■ Exercise: Range to output from the entries below: the line containing "for (auto s" through the line containing "else if ((*s)->based == LottieTextRange::Based::Lines)". Set it down exactly, ends included, nothing else.

■ Given data:
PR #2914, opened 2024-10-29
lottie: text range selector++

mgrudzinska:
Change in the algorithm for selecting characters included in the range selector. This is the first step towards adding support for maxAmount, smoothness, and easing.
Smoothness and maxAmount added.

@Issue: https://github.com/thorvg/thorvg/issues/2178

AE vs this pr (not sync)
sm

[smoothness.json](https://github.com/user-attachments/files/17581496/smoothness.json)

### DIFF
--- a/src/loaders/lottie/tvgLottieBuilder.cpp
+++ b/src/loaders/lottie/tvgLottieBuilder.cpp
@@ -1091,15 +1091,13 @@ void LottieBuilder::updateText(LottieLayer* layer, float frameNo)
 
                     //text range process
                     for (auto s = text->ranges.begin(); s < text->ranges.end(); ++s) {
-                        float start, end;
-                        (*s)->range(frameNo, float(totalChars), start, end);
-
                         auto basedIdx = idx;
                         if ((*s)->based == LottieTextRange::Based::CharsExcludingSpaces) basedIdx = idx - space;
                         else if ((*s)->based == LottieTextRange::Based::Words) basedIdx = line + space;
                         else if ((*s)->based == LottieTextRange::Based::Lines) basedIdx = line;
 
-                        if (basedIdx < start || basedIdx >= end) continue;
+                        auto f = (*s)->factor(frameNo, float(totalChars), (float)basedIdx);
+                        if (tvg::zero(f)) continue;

■ Exercise response:
                     for (auto s = text->ranges.begin(); s < text->ranges.end(); ++s) {
-                        float start, end;
-                        (*s)->range(frameNo, float(totalChars), start, end);
-
                         auto basedIdx = idx;
                         if ((*s)->based == LottieTextRange::Based::CharsExcludingSpaces) basedIdx = idx - space;
                         else if ((*s)->based == LottieTextRange::Based::Words) basedIdx = line + space;
                         else if ((*s)->based == LottieTextRange::Based::Lines) basedIdx = line;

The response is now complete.